CourtMichigan Court of Appeals
DecidedNovember 17, 2015
Docket322568
StatusUnpublished

This text of People of Michigan v. Sushma Schree Harris (People of Michigan v. Sushma Schree Harris) is published on Counsel Stack Legal Research, covering Michigan Court of Appeals primary law. Counsel Stack provides free access to over 12 million legal documents including statutes, case law, regulations, and constitutions.

Bluebook
People of Michigan v. Sushma Schree Harris, (Mich. Ct. App. 2015).

Opinion

STATE OF MICHIGAN

COURT OF APPEALS

PEOPLE OF THE STATE OF MICHIGAN, UNPUBLISHED November 17, 2015 Plaintiff-Appellee,

v No. 322568 Saginaw County Circuit Court SUSHMA SCHREE HARRIS, LC No. 13-039071-FH

Defendant-Appellant.

Before: METER, P.J., and BORRELLO and BECKERING, JJ.

PER CURIAM.

Following a jury trial, defendant appeals as of right from her conviction of assault with a dangerous weapon (felonious assault) under MCL 750.82(1). She was sentenced to 18 months’ probation. For the reasons set forth in this opinion we affirm the conviction and sentence of defendant.

I. BACKGROUND

The record reveals this case arose from a card game that began on July 6, 2013 and went into the early morning hours of July 7, 2013. On those dates, both defendant and the victim, Anita Epperson, were at the home of Yvonne Helton in Buena Vista Township for a card game. Testimony revealed that defendant and the victim had attended card games played at various locations in the past, with the “host” collecting a “cut” for the games. Epperson alleged that defendant had borrowed money from her at a prior game. In the early morning hours of July 7, 2013, Epperson and defendant got into an argument over the alleged prior loan. According to the testimony presented at trial, defendant and Epperson came into contact with one another, initially according to defendant, to prevent Epperson from receiving a card deal. Testimony revealed that defendant placed herself between Epperson and the other card player seated on the same side of the table. Testimony then revealed that Epperson got up and pushed defendant and told her, by varying adverbs and syntax, to “get off me.” When Epperson did so, defendant went backward, stumbling, and either picked up a box cutter or reached into her shirt to get a box cutter. Testimony indicated that defendant continued to back away, swinging her arm, as Epperson advanced toward her. At some point, Epperson picked up a metal chair and swung it toward defendant. Although defendant testified that Epperson picked up the chair and advanced toward her before she began swinging the box cutter at her, three witnesses testified that defendant began swinging the box cutter at Epperson before she picked up the chair. Defendant testified

-1- that she left the house when “[a] couple of the ladies grabbed the chair from Anita [Epperson]. I ran up the stairs, out the door.” Epperson was cut during the altercation and went to the hospital for medical attention.

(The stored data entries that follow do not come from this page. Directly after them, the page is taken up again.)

Issue #229, opened 2017-10-05
report the user's custom name, rather than real name, if the user has set one


mmmavis:
This requires changes in at least two places:

- [ ] `/userstatus` route (new property `name`)
- [x] `creators` meta returned from `/entries/` route

xmatthewx:
Who should take this @alanmoo?

Pomax:
taken and PR filed. this should unblock @mmmavis a bit

PR #240, opened 2017-10-18
add a 'customname' property to userstatus

Pomax:
closes https://github.com/mozilla/network-pulse-api/issues/229 by adding a `customname` property to the `GET api/pulse/userstatus` route. This value is either missing, if the user has no custom name defined in their profile, or is a string that matches what the user set in their profile.

### DIFF
--- a/templates/users/userstatus.json
+++ b/templates/users/userstatus.json
@@ -1,5 +1,6 @@
 {
 {% if loggedin %}	"username": "{{ username }}",
+{% endif %}{% if customname %}	"customname": "{{ customname }}",
 {% endif %}{% if loggedin %}	"email": "{{ email }}",
 {% endif %}	"loggedin": {% if loggedin %}true{% else %}false
 {% endif %}{% if moderator %},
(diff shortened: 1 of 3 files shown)


templates/users/userstatus.json
```diff
@@ -1,5 +1,6 @@
 {
 {% if loggedin %}	"username": "{{ username }}",
+{% endif %}{% if customname %}	"customname": "{{ customname }}",
 {% endif %}{% if loggedin %}	"email": "{{ email }}",
 {% endif %}	"loggedin": {% if loggedin %}true{% else %}false
 {% endif %}{% if moderator %},
```
mmmavis: What's `templates/users/userstatus.json`  for? Is it for determining what gets sent as response?

mmmavis: just a thought - should we always include `customname` as property?

Pomax: wouldn't make a difference on the JS side though:
```
if (result.customname) {
 ...
}
```
this'll do the right thing for `customname` when it's undefined, false, null, or even `""`

mmmavis: oh yea it was just thought as I'm not a API design expert 😉

PR #263, opened 2016-11-07
Fixes freeze when starting new game or editor

kreatordxx:
Fixes freeze introduced by 9511f65a901fbbe7cc3724a99fb742ef3159d177 where `event_process` wouldn't go to the next window if it's hidden.


kreatordxx:
Found a better way...

PR #264, opened 2016-11-07
Fixes freeze when starting new game or editor

kreatordxx:
Fixes freeze introduced by 9511f65a901fbbe7cc3724a99fb742ef3159d177 where `event_process` wouldn't go to the next window if it's hidden.

### DIFF
--- a/common/arch/sdl/event.cpp
+++ b/common/arch/sdl/event.cpp
@@ -161,17 +161,24 @@ window_event_result event_process(void)
 		return highest_result;
 	
 	event.type = EVENT_WINDOW_DRAW;	// then draw all visible windows
-	for (wind = window_get_first(); wind != nullptr; wind = window_get_next(*wind))
+	for (wind = window_get_first(); wind != nullptr;)
 	{
 		if (window_is_visible(wind))
 		{
 			auto prev = window_get_prev(*wind);
 			auto result = window_send_event(*wind, event);
-			if (result == window_event_result::deleted)
-				wind = prev;	// take the previous window and get the next one from that (if prev isn't nullptr)
-
 			highest_result = std::max(result, highest_result);
+			if (result == window_event_result::deleted)
+			{
+				if (!prev)
+				{
+					wind = window_get_first();
+					continue;
+				}
+				wind = prev;	// take the previous window and get the next one from that (if prev isn't nullptr)
+			}
 		}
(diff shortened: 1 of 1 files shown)


common/arch/sdl/event.cpp
```diff
@@ -161,21 +161,14 @@ window_event_result event_process(void)
...
 			auto result = window_send_event(*wind, event);
 			if (result == window_event_result::deleted)
-			{
-				if (!prev) // well there isn't a previous window ...
-					break; // ... just bail out - we've done everything for this frame we can.
-				wind = window_get_next(*prev); // the current window seemed to be closed. so take the next one from the previous which should be able to point to the one after the current closed
-			}
-			else
-				wind = window_get_next(*wind);
+				wind = prev;	// take the previous window and get the next one from that (if prev isn't nullptr)
```
vLKp: I think this is not right.  If `prev` is `nullptr`, then the next steps of the program are:

```
    wind = window_get_next(*nullptr);  // for-loop post step; causes crash
    wind != nullptr; // would end loop if previous step did not crash
```

I think the fix for that is the below, applied on top of your change:

```diff
--- a/common/arch/sdl/event.cpp
+++ b/common/arch/sdl/event.cpp
@@ -161,17 +161,24 @@ window_event_result event_process(void)
 		return highest_result;
 	
 	event.type = EVENT_WINDOW_DRAW;	// then draw all visible windows
-	for (wind = window_get_first(); wind != nullptr; wind = window_get_next(*wind))
+	for (wind = window_get_first(); wind != nullptr;)
 	{
 		if (window_is_visible(wind))
 		{
 			auto prev = window_get_prev(*wind);
 			auto result = window_send_event(*wind, event);
+			highest_result = std::max(result, highest_result);
 			if (result == window_event_result::deleted)
+			{
+				if (!prev)
+				{
+					wind = window_get_first();
+					continue;
+				}
 				wind = prev;	// take the previous window and get the next one from that (if prev isn't nullptr)
-
-			highest_result = std::max(result, highest_result);
+			}
 		}
+		wind = window_get_next(*wind);
 	}
 
 	gr_flip();
```

Moving the for loop post-step to the bottom is ugly, but necessary to let the new `continue` bypass it.

kreatordxx: Done.

I thought it always checks the test before the post-step, but probably not.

During jury selection, after the prosecutor and the defense attorney had questioned potential jurors, there was a bench conference after which the trial court questioned two potential jurors about their dates of birth. Following this line of questioning, the trial court excused six potential jurors for cause. After defense counsel’s third peremptory, a juror moved into the empty seat in the jury box after which the assistant prosecutor exercised his first peremptory challenge.

Following opening statements, the trial court excused the jury for a lunch break and the following conversation occurred on the record:

[PROSECUTOR]: Yes. Could the record reflect that you called us to the bench and asked us to state our challenges for cause? I did so, [defense counsel] had his opportunity, and I believe that all the challenges for cause that you recited thereafter were agreed to by both counsel.

THE COURT: All right. [Defense counsel], you agreed, correct?

[DEFENSE COUNSEL]: I would agree with that.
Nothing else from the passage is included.